But if you want to do the calorie war, than Canine Caviar has them both beat at 599K/cals per cup! It also does not use rendered meat sources and is a raw kibble.

I believe that Evo Herring is better than Orijen 6 Fish in that Evo Herring does not have any potatoes in it.

In the end, everyone is right. The best kibble is what your dog looks and feels great on. 

I do feed Orijen though....along with Canine Caviar, Evo and Honest Kitchen.


----------



## kevin bradley (Aug 9, 2009)

I agree for the most part with the OP but would include all of Champion as the best food. 

My guys are doing so great on Acana...poops are all in the top category on your guys' handy dandy poop chart. No gas. Nothing negative...coats are the best they've ever been. They adjusted to Acana so fast it was scary...I'm normally a big proponent of slow transitions...I did a quicker than normal transition to Acana and it didn't faze any of them. 

So yes, all in all...Orijen/Acana....wonderful, wonderful foods. Evo/Natura certainly belong in the team picture also. We would be splitting hairs to debate which is better. Rotate both.

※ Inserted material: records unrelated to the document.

PR #201, opened 2024-04-22
Mirror: Make radio jammer block suit sensors

SimpleStation14:
###### `dce24dfd03b3ddfe1044297edf9d35bc9f75c523`

PR opened by <a href="https://github.com/nikthechampiongr"> nikthechampiongr</a> at 2024-03-12 17:11:18 UTC

---

PR changed 5 files with 36 additions and 5 deletions.

- Status: Needs Review

---

> 
> 
> 
> ## About the PR
> 
> Radio jammers will now additionally block suit sensors.
> 
> When someone with suit sensors is in range of an active radio jammer, their suit sensor output will be jammed. This will lead to them appearing as frozen on any crew monitors for roughly 10 seconds before they completely disappear from it.
> 
> ## Why / Balance
> 
> 
> This gives syndies more stealth options when doing their objectives, and provides an interesting use for the radio jammer.
> 
> Now on the implementation details:
> 
> With this current implementation you drop off suit sensors after roughly 10 seconds of being jammed. This means you get a 10 second period before anyone actively watching crew monitors can even suspect something's wrong. The reason I have it like this is: 
> a) It's the simplest way to implement this feature.
> b) It's more realistic while still providing a pretty significant advantage.
> 
> Alternatively this could be changed to make the suit sensors submit outdated info indefinitely until the jammer has stopped.
> 
> ## Technical details
> 
> Added a new event which the suit sensors system calls before actually constructing the message it will send to the crew monitoring server. If it is cancelled then the message is not sent. I also intentionally made it so this is checked after a new update time has been set, but if it's a problem it can just be moved above it.
> 
> 
> ## Media
> 
> 
> 
> https://github.com/space-wizards/space-station-14/assets/32041239/3bc815ac-5ec1-4ef1-8594-b390da657d29
> 
> **Changelog**
> 
> 
> 
> :cl:
> - tweak: The radio jammer is now able to jam the signal of suit sensors.

</details>

### DIFF
--- a/Content.Server/Medical/SuitSensors/SuitSensorComponent.cs
+++ b/Content.Server/Medical/SuitSensors/SuitSensorComponent.cs
@@ -87,3 +87,9 @@ public sealed partial class SuitSensorComponent : Component
     [DataField, ViewVariables]
     public bool PreviousControlsLocked = false;
 }
+
+[ByRefEvent]
+public record struct SuitSensorsSendAttemptEvent
+{
+    public bool Cancelled;
+};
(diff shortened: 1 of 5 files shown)


DangerRevolution (approved):

VMSolidus (approved):
Neat!

PR #272, opened 2024-04-22
Mirror: Simplify DoAfterArgs behavior for movement and distance checks

SimpleStation14:
###### `362d56981fd7654f6ebec36f16cc8fabdd04b6a7`

PR opened by <a href="https://github.com/nikthechampiongr"> nikthechampiongr</a> at 2024-02-14 14:26:34 UTC

---

PR changed 75 files with 158 additions and 229 deletions.

- Needs Discussion
- Status: Needs Review

---

> fixes #25113
> 
> 
> 
> ## About the PR
> 
> This pr makes it so that doafter checks for movement uses a single threshold, and with 2 bools to control whether it is checked and whether weightless movement is ignored.
> 
> It also makes doafters checks whether someone can actually interact with whatever they are trying to interact with.
> 
> ## Why / Balance
> 
> I was asked to make these changes to the doafter system on discord.
> 
> I could only test this by running 2 clients at the same time, and stunning one while going on the other to try to do stuff like cuff them, heal them, etc. Obviously this testing is not very extensive but I can't do much locally. If this gets merged we can just adjust the value if needed if it's too forgiving, or too harsh.
> 
> ## Technical details
> 
> Whether a doafter breaks on movement is now decided by BreakOnMove for both the target(if any) and the user.
> If BreakOnWeightlessMove is set to false(true by default) then this check will be skipped when the user is weightless.
> 
> The shareddoaftersystem uses InRangeUnobstructed to determine whether the distance between the user and the target or between the user and their tool is acceptable.
> 
> It should be noted that some systems took advantage of the ability to determine whether to check either the user or the target for movement. This is no longer possible under this pr.
> 
> ## Breaking Changes
> All Doafters now check for distance by default.
> 
> The default movement threshold is now 0.3f instead of 0.1f
> 
> ## Media
> 
> 
> 
> **Changelog**
> 
> 
> 
> no cl no fun

</details>

### DIFF
--- a/Content.Server/Access/Systems/AccessOverriderSystem.cs
+++ b/Content.Server/Access/Systems/AccessOverriderSystem.cs
@@ -55,8 +55,7 @@ public sealed class AccessOverriderSystem : SharedAccessOverriderSystem
 
         var doAfterEventArgs = new DoAfterArgs(EntityManager, args.User, component.DoAfter, new AccessOverriderDoAfterEvent(), uid, target: args.Target, used: uid)
         {
-            BreakOnTargetMove = true,
-            BreakOnUserMove = true,
+            BreakOnMove = true,
             BreakOnDamage = true,
             NeedHand = true,
         };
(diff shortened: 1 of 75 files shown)


DangerRevolution (approved):

VMSolidus:
Actually we CAN'T take this PR. It is fundamentally incompatible with psionic systems, and the in progress psionic rework. This is a strictly negative code PR.

PR #312, opened 2024-04-22
Mirror: Partial atmos refactor

SimpleStation14:
###### `18a35e7e83b2b71ee84b054d44d9ed5e595dd618`

PR opened by <a href="https://github.com/ElectroJr"> ElectroJr</a> at 2023-12-15 03:45:42 UTC

---

PR changed 43 files with 891 additions and 635 deletions.

- Status: Needs Review

---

Salty and I agree on almost everything....but I will say I somewhat disagree with the notion that the food your dog does best on is the best.....hmmmmmm, kind of. But I also think your guys can appear fine, eat whatever food you are giving them...and it may not be the best. Diamond is a good example. I flat out don't like the company. Many people love their food(though I think they love the cost more than anything)....and swear their dogs do great on it. Still, I don't think its the best food or company for them.


----------



## whiteleo (Sep 7, 2008)

I'd have to say Acana for my dogs when they were fed a kibble diet but they still pooped ALOT more than they do now!:biggrin:


----------



## spookychick13 (Jan 26, 2010)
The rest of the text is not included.